Problem description —
Search the records below for the word "codeql", then return every line where it appears.
Segment Start: Study material
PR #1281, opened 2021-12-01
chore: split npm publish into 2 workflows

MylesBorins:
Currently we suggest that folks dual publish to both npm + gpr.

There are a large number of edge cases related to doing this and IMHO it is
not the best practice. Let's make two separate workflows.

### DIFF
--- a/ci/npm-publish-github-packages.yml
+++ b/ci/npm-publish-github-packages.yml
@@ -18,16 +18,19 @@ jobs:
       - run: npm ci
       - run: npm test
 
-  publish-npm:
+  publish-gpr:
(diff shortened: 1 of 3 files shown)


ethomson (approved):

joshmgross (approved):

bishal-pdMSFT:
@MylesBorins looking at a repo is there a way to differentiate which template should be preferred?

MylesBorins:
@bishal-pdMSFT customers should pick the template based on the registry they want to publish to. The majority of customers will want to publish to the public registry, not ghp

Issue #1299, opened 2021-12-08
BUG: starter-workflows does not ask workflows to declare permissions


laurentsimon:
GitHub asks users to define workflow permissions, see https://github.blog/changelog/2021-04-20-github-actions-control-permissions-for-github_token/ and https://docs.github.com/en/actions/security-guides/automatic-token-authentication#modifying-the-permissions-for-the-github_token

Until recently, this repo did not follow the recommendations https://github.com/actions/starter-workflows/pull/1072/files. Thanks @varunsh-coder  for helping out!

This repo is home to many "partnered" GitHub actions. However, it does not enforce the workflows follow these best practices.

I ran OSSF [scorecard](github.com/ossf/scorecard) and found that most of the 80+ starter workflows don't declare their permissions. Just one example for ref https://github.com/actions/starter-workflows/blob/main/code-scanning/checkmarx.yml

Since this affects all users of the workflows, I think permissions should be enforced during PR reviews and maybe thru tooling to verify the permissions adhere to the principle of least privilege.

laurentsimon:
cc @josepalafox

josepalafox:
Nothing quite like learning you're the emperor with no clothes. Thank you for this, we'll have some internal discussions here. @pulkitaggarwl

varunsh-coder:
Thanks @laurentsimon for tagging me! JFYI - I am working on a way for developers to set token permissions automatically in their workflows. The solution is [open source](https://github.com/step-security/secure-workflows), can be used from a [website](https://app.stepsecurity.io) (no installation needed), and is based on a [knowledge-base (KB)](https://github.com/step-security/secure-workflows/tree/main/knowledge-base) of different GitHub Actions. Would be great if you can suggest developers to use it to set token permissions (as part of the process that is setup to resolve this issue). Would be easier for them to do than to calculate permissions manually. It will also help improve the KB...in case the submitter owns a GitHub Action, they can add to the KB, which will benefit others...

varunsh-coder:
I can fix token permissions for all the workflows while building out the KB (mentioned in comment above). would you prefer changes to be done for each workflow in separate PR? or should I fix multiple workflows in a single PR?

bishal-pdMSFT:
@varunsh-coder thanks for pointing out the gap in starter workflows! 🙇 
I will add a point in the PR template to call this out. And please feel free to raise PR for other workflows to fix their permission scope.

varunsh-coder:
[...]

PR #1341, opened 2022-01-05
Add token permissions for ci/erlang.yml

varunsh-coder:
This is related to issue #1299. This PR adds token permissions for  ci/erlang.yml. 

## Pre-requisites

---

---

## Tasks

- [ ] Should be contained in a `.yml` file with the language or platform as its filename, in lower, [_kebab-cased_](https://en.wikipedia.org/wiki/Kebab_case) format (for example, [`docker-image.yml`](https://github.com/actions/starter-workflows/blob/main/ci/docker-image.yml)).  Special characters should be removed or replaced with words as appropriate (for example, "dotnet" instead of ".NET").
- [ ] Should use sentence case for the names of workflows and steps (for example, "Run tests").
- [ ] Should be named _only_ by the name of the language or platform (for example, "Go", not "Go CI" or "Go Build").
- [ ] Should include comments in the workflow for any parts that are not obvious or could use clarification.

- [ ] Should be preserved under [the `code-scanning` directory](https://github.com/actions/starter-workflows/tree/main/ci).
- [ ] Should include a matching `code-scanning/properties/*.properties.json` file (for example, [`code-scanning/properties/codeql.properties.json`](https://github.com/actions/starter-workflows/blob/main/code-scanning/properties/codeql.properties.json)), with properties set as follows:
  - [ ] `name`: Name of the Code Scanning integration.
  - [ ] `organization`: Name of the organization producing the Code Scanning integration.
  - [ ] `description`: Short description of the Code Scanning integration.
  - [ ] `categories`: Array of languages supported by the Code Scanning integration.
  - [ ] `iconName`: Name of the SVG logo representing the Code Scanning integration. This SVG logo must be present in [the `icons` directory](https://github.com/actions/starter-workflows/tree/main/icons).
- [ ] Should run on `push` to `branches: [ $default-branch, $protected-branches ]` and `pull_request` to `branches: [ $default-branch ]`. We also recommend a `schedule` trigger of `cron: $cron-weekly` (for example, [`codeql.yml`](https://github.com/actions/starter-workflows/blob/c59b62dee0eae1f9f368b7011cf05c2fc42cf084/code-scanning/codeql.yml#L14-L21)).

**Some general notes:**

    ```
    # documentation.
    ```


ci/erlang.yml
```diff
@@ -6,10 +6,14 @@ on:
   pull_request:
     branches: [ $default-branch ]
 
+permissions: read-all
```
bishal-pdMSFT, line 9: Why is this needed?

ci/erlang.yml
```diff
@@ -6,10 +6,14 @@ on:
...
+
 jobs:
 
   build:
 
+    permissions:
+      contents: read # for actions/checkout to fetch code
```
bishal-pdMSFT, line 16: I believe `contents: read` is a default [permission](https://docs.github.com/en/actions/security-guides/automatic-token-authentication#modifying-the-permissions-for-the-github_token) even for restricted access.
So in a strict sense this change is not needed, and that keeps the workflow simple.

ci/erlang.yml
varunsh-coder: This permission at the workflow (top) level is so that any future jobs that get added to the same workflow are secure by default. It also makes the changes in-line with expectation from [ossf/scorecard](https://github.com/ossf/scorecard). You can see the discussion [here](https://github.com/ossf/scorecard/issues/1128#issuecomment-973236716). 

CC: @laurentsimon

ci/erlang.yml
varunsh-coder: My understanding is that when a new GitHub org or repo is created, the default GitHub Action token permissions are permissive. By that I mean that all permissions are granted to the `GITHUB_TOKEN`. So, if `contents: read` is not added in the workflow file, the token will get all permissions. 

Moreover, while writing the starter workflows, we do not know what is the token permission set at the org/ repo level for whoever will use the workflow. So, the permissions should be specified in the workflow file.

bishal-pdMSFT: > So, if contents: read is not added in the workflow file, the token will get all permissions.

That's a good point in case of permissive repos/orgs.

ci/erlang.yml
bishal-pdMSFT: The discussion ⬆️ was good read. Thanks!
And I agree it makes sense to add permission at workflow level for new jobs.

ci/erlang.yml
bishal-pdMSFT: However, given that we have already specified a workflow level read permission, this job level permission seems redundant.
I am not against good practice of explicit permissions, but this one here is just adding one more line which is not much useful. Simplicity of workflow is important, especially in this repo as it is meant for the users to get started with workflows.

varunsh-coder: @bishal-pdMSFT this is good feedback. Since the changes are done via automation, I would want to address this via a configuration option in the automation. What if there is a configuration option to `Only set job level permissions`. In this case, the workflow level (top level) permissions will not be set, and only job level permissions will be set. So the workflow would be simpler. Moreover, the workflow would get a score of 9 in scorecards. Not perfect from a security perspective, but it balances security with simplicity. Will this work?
Segment End: Study material
Segment Start: Study material
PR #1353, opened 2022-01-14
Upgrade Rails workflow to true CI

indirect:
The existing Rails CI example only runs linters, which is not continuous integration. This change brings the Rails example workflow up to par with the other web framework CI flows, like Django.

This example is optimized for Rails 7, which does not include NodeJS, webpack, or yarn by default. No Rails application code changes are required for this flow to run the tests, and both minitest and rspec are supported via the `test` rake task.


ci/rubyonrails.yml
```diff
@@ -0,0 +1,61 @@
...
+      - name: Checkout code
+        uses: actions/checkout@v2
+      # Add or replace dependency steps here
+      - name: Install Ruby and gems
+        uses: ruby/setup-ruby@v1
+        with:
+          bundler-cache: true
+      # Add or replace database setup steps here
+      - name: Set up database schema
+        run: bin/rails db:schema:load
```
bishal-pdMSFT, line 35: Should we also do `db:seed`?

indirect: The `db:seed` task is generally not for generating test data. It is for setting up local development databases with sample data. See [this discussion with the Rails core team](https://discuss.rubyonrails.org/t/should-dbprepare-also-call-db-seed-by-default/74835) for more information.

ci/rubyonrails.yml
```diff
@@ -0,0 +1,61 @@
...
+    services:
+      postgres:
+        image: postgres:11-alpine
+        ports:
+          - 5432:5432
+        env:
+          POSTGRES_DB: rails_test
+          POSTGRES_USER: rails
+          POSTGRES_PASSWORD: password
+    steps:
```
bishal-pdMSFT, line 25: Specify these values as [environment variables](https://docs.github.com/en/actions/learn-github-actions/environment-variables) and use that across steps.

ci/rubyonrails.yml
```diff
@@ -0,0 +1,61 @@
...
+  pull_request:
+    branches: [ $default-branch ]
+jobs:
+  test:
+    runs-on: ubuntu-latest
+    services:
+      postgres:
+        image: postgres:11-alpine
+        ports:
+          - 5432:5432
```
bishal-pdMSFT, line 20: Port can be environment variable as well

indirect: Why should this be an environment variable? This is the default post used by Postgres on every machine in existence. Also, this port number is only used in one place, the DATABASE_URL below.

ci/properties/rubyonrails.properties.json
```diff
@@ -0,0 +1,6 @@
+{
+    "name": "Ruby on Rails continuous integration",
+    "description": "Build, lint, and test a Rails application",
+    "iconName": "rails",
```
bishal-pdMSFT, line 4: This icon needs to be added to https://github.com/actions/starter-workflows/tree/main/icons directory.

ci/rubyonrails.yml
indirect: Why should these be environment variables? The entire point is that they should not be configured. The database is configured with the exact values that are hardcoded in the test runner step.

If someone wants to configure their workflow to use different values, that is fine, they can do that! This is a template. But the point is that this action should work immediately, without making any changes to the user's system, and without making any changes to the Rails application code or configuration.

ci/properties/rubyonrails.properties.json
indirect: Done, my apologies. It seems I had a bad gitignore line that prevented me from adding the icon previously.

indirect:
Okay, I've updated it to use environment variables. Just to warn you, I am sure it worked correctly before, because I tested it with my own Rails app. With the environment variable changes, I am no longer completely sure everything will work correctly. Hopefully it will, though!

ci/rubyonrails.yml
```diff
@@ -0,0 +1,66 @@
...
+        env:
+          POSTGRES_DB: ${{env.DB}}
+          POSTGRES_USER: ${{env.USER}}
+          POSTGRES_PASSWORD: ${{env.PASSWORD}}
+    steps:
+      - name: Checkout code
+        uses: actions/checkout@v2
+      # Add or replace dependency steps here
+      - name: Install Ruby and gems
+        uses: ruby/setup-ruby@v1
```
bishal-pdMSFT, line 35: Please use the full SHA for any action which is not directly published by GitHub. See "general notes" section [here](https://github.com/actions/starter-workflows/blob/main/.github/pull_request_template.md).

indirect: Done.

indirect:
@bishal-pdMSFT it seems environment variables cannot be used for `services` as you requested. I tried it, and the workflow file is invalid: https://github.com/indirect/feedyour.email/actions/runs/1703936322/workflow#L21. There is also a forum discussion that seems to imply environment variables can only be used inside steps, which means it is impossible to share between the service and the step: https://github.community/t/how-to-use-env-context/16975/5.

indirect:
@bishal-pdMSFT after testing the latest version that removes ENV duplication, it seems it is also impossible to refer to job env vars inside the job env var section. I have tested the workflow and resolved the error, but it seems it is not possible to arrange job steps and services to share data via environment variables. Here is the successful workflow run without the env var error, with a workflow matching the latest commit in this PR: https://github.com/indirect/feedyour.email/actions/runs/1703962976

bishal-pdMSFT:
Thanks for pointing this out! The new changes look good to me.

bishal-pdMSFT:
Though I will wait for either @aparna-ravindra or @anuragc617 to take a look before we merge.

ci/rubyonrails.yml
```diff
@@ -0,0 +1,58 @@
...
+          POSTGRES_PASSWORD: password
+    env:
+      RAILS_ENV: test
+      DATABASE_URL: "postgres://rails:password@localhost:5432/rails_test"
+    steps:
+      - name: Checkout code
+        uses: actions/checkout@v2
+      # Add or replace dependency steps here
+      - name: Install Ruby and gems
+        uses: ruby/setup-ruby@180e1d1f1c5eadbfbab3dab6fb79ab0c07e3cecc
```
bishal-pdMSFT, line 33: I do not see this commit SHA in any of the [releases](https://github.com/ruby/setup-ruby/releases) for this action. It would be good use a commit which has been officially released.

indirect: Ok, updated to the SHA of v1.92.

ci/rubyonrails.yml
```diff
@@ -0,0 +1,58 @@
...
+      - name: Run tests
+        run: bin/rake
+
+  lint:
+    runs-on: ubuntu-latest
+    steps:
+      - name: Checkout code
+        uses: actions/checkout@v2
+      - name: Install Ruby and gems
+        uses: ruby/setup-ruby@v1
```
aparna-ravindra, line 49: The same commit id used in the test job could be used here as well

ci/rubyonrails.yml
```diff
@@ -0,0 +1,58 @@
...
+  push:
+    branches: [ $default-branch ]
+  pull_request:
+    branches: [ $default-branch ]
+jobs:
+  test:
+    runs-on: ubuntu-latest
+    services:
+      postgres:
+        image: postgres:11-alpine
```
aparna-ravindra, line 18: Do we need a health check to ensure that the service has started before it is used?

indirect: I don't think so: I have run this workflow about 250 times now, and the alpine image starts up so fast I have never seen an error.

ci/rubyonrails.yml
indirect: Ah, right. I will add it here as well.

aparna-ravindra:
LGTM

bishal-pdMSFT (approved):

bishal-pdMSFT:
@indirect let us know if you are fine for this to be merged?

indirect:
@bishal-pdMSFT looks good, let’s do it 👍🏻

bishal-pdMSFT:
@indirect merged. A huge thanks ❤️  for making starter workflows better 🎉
Segment End: Study material
Segment Start: Study material
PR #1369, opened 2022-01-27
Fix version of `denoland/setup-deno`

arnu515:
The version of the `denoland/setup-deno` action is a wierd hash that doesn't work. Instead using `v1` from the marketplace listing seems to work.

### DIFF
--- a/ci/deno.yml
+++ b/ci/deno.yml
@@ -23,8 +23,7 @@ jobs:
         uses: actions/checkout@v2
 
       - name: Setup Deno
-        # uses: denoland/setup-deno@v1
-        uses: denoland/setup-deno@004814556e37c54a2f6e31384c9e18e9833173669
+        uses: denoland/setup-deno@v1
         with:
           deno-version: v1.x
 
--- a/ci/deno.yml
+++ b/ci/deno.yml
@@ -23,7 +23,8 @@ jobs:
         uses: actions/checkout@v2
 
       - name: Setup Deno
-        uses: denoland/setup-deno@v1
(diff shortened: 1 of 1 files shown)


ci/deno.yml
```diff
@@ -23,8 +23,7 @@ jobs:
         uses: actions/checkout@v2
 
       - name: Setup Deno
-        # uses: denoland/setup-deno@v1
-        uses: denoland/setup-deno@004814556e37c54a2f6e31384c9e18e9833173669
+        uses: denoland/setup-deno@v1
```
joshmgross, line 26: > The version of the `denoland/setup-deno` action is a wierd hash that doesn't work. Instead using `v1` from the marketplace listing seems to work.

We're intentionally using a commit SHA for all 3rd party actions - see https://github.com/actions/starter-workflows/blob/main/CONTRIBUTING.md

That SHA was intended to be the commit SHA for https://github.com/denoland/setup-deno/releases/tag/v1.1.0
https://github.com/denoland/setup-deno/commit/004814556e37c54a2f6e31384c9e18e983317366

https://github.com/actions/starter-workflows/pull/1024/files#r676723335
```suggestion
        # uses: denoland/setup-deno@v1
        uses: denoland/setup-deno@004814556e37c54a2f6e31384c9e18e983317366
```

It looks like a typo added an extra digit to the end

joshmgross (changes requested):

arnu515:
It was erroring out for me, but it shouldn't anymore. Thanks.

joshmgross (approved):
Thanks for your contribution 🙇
Segment End: Study material
Response —
- [ ] Should include a matching `code-scanning/properties/*.properties.json` file (for example, [`code-scanning/properties/codeql.properties.json`](https://github.com/actions/starter-workflows/blob/main/code-scanning/properties/codeql.properties.json)), with properties set as follows:
- [ ] Should run on `push` to `branches: [ $default-branch, $protected-branches ]` and `pull_request` to `branches: [ $default-branch ]`. We also recommend a `schedule` trigger of `cron: $cron-weekly` (for example, [`codeql.yml`](https://github.com/actions/starter-workflows/blob/c59b62dee0eae1f9f368b7011cf05c2fc42cf084/code-scanning/codeql.yml#L14-L21)).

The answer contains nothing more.